Find every line in the records below that holds the word "send", and copy each one.

+ + + + +

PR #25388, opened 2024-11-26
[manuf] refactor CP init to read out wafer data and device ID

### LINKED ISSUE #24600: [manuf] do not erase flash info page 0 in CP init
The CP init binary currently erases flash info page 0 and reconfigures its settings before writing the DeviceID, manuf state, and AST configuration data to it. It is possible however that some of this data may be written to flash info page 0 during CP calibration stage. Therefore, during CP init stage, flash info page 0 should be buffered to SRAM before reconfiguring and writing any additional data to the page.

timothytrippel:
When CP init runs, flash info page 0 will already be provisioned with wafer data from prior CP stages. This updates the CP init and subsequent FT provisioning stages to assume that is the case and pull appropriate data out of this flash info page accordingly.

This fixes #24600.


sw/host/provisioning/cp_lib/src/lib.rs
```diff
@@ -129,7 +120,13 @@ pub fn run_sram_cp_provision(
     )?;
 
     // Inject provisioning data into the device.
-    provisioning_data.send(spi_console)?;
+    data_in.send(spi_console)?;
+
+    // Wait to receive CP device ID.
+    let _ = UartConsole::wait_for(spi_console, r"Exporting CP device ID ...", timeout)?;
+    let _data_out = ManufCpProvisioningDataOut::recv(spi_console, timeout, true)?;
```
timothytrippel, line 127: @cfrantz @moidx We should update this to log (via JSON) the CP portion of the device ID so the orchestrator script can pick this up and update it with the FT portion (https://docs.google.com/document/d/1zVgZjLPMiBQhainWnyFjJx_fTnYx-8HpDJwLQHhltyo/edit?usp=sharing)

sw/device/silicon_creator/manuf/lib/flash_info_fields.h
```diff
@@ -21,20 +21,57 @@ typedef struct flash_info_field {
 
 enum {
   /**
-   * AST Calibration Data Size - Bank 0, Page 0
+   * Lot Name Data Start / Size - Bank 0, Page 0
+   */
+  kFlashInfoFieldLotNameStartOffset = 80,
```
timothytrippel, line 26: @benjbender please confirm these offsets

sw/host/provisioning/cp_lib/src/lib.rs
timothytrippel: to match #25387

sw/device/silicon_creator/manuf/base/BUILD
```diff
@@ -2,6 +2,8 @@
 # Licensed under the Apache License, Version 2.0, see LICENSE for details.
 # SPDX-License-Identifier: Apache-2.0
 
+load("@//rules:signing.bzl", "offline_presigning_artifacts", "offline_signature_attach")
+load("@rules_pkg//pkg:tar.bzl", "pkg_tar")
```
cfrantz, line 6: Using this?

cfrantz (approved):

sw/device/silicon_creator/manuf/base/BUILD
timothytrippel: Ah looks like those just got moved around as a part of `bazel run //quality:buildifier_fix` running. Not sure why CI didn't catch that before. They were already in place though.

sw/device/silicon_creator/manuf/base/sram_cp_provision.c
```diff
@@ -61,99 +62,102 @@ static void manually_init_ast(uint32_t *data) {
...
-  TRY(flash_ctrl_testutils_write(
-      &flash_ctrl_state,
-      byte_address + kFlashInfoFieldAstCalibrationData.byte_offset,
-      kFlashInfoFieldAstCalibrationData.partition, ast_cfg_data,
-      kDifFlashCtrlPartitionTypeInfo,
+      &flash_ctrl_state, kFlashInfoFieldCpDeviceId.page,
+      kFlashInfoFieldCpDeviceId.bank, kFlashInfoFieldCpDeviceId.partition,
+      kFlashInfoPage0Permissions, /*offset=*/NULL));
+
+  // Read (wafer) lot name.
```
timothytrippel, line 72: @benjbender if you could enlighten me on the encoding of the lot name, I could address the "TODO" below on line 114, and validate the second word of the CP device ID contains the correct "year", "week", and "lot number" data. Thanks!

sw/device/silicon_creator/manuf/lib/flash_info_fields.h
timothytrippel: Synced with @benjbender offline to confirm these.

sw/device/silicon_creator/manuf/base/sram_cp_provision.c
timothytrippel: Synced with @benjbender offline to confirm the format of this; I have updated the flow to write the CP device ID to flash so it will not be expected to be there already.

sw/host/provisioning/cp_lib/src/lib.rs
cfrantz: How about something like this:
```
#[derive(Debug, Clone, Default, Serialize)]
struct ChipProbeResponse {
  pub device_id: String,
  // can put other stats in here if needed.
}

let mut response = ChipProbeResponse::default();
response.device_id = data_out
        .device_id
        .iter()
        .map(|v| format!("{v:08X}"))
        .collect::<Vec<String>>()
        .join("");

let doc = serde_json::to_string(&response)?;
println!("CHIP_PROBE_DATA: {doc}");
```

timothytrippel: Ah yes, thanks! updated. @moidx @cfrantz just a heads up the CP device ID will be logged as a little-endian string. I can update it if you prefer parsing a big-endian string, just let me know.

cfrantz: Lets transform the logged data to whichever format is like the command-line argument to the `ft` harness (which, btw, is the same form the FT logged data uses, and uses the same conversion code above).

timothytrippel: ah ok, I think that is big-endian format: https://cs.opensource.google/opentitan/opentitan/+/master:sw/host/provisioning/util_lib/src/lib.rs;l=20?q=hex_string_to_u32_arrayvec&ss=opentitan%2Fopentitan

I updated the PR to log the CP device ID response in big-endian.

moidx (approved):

+ + + + +

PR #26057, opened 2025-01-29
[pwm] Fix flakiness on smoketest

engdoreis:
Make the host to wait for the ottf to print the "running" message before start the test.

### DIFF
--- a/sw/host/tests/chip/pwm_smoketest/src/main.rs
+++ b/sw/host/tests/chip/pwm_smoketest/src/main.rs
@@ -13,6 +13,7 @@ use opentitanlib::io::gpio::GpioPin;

+ + + + +

**Finished exercise**
-    provisioning_data.send(spi_console)?;
+    data_in.send(spi_console)?;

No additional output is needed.